From a fiscal point of view, the willingness to pay taxes is also a historically grown challenge regarding companies that rely on aggressive tax planning. How to deal with tax avoidance practices internationally was the nucleus of discussion at a joint policy web seminar held by SAFE and the Institute of Banking and Finance History (IBF) as part of the SAFE Policy Lecture Series – with the result that the effective exchange of information between national tax systems is increasingly important.
In his keynote speech before the debate, SAFE Fellow Alfons Weichenrieder emphasized that it is difficult to improve tax compliance of both individuals and multinational firms. However, two approaches were promising: a prudent fiscal policy by governments on the one hand and bilateral and multilateral agreements and procedures to set standards for the exchange of tax information on the other hand including Country-by-Country Reporting (CbCR), a standard already set by the Organization for Economic Cooperation and Development (OECD). "Such mechanisms ensure greater transparency," Weichenrieder said. Tax-aggressive companies are thus gradually losing the ground for unfair tax practices by their subsidiaries.
Information exchange discourages aggressive tax saving models
Moderated by René Höltschi, economic correspondent of the Neue Zürcher Zeitung in Berlin, the subsequent discussion showed that, especially in the case of base erosion and profit shifting (BEPS) of companies, the exchange of information between tax authorities is an effective countermeasure. As a result, "companies have become more reluctant to adopt aggressive tax-saving models", said Christine Osterloh-Konrad, professor of civil law, commercial and corporate law, tax law and philosophy of law at the Eberhard Karls University in Tübingen.
When assessing whether a tax system is fair, the absolute level of the tax rate is less important. Rather, the decisive factor is whether the tax legislation is in line with society's specific sense of justice, explained Korinna Schönhärl from the history department of the Goethe University Frankfurt. "Lower taxation of companies can indeed compensate for other locational disadvantages", Alfons Weichenrieder added, "but harmonization of international tax rates misses the point that tax regulations should be the focus of the debate".

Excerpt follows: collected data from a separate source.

PR #1730, opened 2019-09-16
Implement Input Initialize Latency Timer & Device Emulation Status

RadWolfie:
More or less a proper fix than #1729 and #1728 pull requests.

Instead of increment counter for every call occurs, using a delay timer to simulate initialize processing after call XInitDevices is accurate solution.

Works well with:
- Lego Star Wars
  - Without delay timer will cause not to call the input polling even after devices are open.
- Panzer Dragoon ORTA
  - After called and within 500 milliseconds will cause unstable crash for the emulator.

Did not get a regression from:
- Jet Set Radio Future
- GunValkyrie
- Otogi

### DIFF
--- a/src/core/hle/XAPI/Xapi.cpp
+++ b/src/core/hle/XAPI/Xapi.cpp
@@ -67,8 +67,9 @@ PFARPROC1 fnCxbxVSBCOpen;
 //typedef DWORD(*fnCxbxVSBCGetState)(UCHAR *);
 XTL::PXPP_DEVICE_TYPE g_DeviceType_Gamepad = nullptr;
 
-// Flag is set after gamepad state has been queried by the title. Supports defer gamepad connection hack
-bool g_gamepadStateQueriedHackFlag = false;
+// Flag is unset after initialize devices is done by simulate LLE USB thread.
+std::atomic<bool> g_bIsDevicesInitializing = true;
+std::atomic<bool> g_bIsDevicesEmulating = false;
 
 //global bridge for xbox controller to host, 4 elements for 4 ports.
 X_CONTROLLER_HOST_BRIDGE g_XboxControllerHostBridge[4] = {
@@ -99,6 +100,7 @@ bool operator==(XTL::PXPP_DEVICE_TYPE XppType, XBOX_INPUT_DEVICE XidType)
 	default:
 		break;
 	}
+
 	return false;
 }
 
@@ -109,6 +111,9 @@ bool operator!=(XTL::PXPP_DEVICE_TYPE XppType, XBOX_INPUT_DEVICE XidType)
 
 bool ConstructHleInputDevice(int Type, int Port)
 {
+	g_bIsDevicesEmulating = true;
+	bool ret = true;
+
 	switch (Type)
 	{
 	case to_underlying(XBOX_INPUT_DEVICE::MS_CONTROLLER_DUKE): {
@@ -137,19 +142,24 @@ bool ConstructHleInputDevice(int Type, int Port)
 	case to_underlying(XBOX_INPUT_DEVICE::MEMORY_UNIT):
 	case to_underlying(XBOX_INPUT_DEVICE::IR_DONGLE): {
 		EmuLog(LOG_LEVEL::INFO, "%s: device %s is not yet supported", __func__, GetInputDeviceName(Type).c_str());
-		return false;
+		ret = false;
 	}
+	break;
 
 	default:
 		EmuLog(LOG_LEVEL::WARNING, "Attempted to attach an unknown device type (type was %d)", Type);
-		return false;
+		ret = false;
+		break;
 	}
 
-	return true;
+	g_bIsDevicesEmulating = false;
+	return ret;
 }
 
 void DestructHleInputDevice(int Port)
 {
+	g_bIsDevicesEmulating = true;
+
 	g_XboxControllerHostBridge[Port].XboxType = XBOX_INPUT_DEVICE::DEVICE_INVALID;
 	g_XboxControllerHostBridge[Port].XboxPort = PORT_INVALID;
 	while (g_XboxControllerHostBridge[Port].bIoInProgress) {}
@@ -162,6 +172,8 @@ void DestructHleInputDevice(int Port)
 	g_XboxControllerHostBridge[Port].XboxDeviceInfo.ucInputStateSize = 0;
 	g_XboxControllerHostBridge[Port].XboxDeviceInfo.ucFeedbackSize = 0;
 	g_XboxControllerHostBridge[Port].XboxDeviceInfo.dwPacketNumber = 0;
+
+	g_bIsDevicesEmulating = false;
 }
 
 void SetupXboxDeviceTypes()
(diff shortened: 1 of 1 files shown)


src/core/hle/XAPI/Xapi.cpp
```diff
@@ -1375,9 +1381,9 @@ DWORD WINAPI XTL::EMUPATCH(XGetDeviceEnumerationStatus)()
 
 	LOG_FUNC();
 
-	LOG_UNIMPLEMENTED();
+	DWORD ret = g_bIsDevicesInitialized ? XDEVICE_ENUMERATION_IDLE : XDEVICE_ENUMERATION_BUSY;
```
ergo720: This is not completely correct. `XGetDeviceEnumerationStatus` should return `XDEVICE_ENUMERATION_BUSY` also during device insertions/removals, not just during the call to `XInitDevices`. You can easily simulate this behaviour by setting a boolean `g_bIsEnumerating ` to true during the calls to `ConstructHleInputDevice` and `DestructHleInputDevice` (called by the input manager during device insertions/removals respectively),  and then put `g_bIsEnumerating ` back to false just before the functions return. So the code here would become `DWORD ret = g_bIsDevicesInitialized ? (g_bIsEnumerating  ? XDEVICE_ENUMERATION_BUSY : XDEVICE_ENUMERATION_IDLE) : XDEVICE_ENUMERATION_BUSY;`

RadWolfie: I'm not sure why, this should reveal as outdated in github browser.

Anyway, yeah it wasn't completely correct. Thanks for the guidance to also interface with HLE's insertion/removal functions. 😄 While your example code is a bit messy. I had pushed a cleaner version of your example. 😉

RadWolfie:
What's been changed after force pushed:
- Replace `g_bIsDevicesInitialized` to `g_bIsDevicesInitializing` for cleaner code review in `XGetDeviceEnumerationStatus` patch function.
- Added `g_bIsDevicesEmulating` check as suggested by @ergo720.

src/core/hle/XAPI/Xapi.cpp
```diff
@@ -81,6 +82,8 @@ X_CONTROLLER_HOST_BRIDGE g_XboxControllerHostBridge[4] = {
 
 bool operator==(XTL::PXPP_DEVICE_TYPE XppType, XBOX_INPUT_DEVICE XidType)
 {
+	g_bIsDevicesEmulating = true;
```
ergo720: Why put this here? This operator is used to check if the DeviceType supplied by the title matches the xid type of the device. For example, it will be called by `XInputOpen` and thus set the flag, which is incorrect as calling that function doesn't imply that enumeration is in progress. The correct fix is to simply move this to `DestructHleInputDevice` instead.

src/core/hle/XAPI/Xapi.cpp
```diff
@@ -145,6 +152,7 @@ bool ConstructHleInputDevice(int Type, int Port)
 		return false;
 	}
 
+	g_bIsDevicesEmulating = false;
```
ergo720: Please notice that the cases for the other xid types use `return` and not `break`, which means that the flag will stay set if those are hit. However, the `Type` argument comes from the device type selection that the user has made in the input gui, and since at the moment they can only set `DEVICE_INVALID` and `MS_CONTROLLER_DUKE`, we will never reach the other cases (note that, for `DEVICE_INVALID` the input manager doesn't call this function). It's still a bug though, so it might be worth fixing it anyway.

src/core/hle/XAPI/Xapi.cpp
RadWolfie: Whoops, the operator looks identical to `ConstructHleInputDevice` function. So when I start to look for `DestructHleInputDevice` except it was `ConstructHleInputDevice` function from my mind trick. 😅

src/core/hle/XAPI/Xapi.cpp
RadWolfie: Didn't notice the returns at the time. I went ahead remove the returns then only use return once with given `ret` value.

As for the input manager doesn't call with `DEVICE_INVALID` type, that will need to be done in a separate pull request.

RadWolfie:
What's been changed after force pushed:
- Put `g_bIsDevicesEmulating` in `DestructHleInputDevice` function, not `operator==` function.
- Replace returns to a single return for `ConstructHleInputDevice` function and insert breaks to other types and default cases.

src/core/hle/XAPI/Xapi.cpp
ergo720: >As for the input manager doesn't call with DEVICE_INVALID type, that will need to be done in a separate pull request.
>
That's by design, it's not an error. If `Type` is `DEVICE_INVALID`, it means it's a removal event, and so the input manager will call `DestructHleInputDevice`, so there's nothing to fix here.

ergo720:
Looks good now and ready for merging, unless someone has reported input regressions from this PR.

src/core/hle/XAPI/Xapi.cpp
RadWolfie: > It's still a bug though, so it might be worth fixing it anyway.

Yet you said it's a bug? I'm confused.

RadWolfie:
Actually, I just remembered. Even device emulating also need to block the UpdateConnectedDeviceState  change since it's in "busy" state. That's one fix I had pushed.

src/core/hle/XAPI/Xapi.cpp
ergo720: The bug I was referring to was hitting the other cases with a `return` and thus leave the flag set. This function not being called with `DEVICE_INVALID` is fine instead.

RadWolfie: Ah okay! 😄 Then it is resolved.

ergo720:
>If the delay is commented out the following games work:
>
This contradicts the findings from @RadWolfie, which said that with this PR (and thus with the delay active), PDO and JSRF work.

RadWolfie:
> The games I mention work with or without the delay for me

This is because of titles doesn't have the bugs. Except for Panzer Dragoon ORTA and Lego Star Wars. Also if you do disable the delay thread, then the status will remain as busy. It's a fail-safe feature since if XInitDevices were not called, then device inputs will not do anything.

**Lego Star Wars** is a perfect example of game's bug did check for device change on first call yet *never did start the polling calls* for any input from the devices. On real xbox hardware, the bug never occur.

*To be clear, I'm not talking about the 2nd sequel of Lego Star Wars.*
**P.S.** Lego Star Wars 2 never had an issue with the input before, it was the first sequel of Lego Star Wars which did had issues.

Then further testing with Panzer Dragoon ORTA after certain counter did produce reboot to dashboard bug in the emulator (with experimental code). However with latency delay confirmation, it never occur on real xbox hardware, hence the game's bug. It is just being busy doing other tasks and then got checked that devices are ready too early.

In brief summary, `XInitDevices` internal calls create a thread to perform device changes check. This thread take a while, under half a second, to finish the tasks. So `XGetDevices`, `XGetDeviceChanges`, `XGetDeviceEnumerationStatus` functions are just a reader with partial write internal structure to know API had been called via reset the changed state and preserved the old changed state until the next call occur.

From the perspective of companies, fair means being treated fiscally not worse than competitors as Dr. Uwe Eppler of Norton Rose Fulbright pointed out. According to him, tax planning of firms is not immoral since legislation opens leeway by legally determined differences.
The panel saw existing challenges for tax policy makers primarily in the taxation of digital business models and in tax competition between states.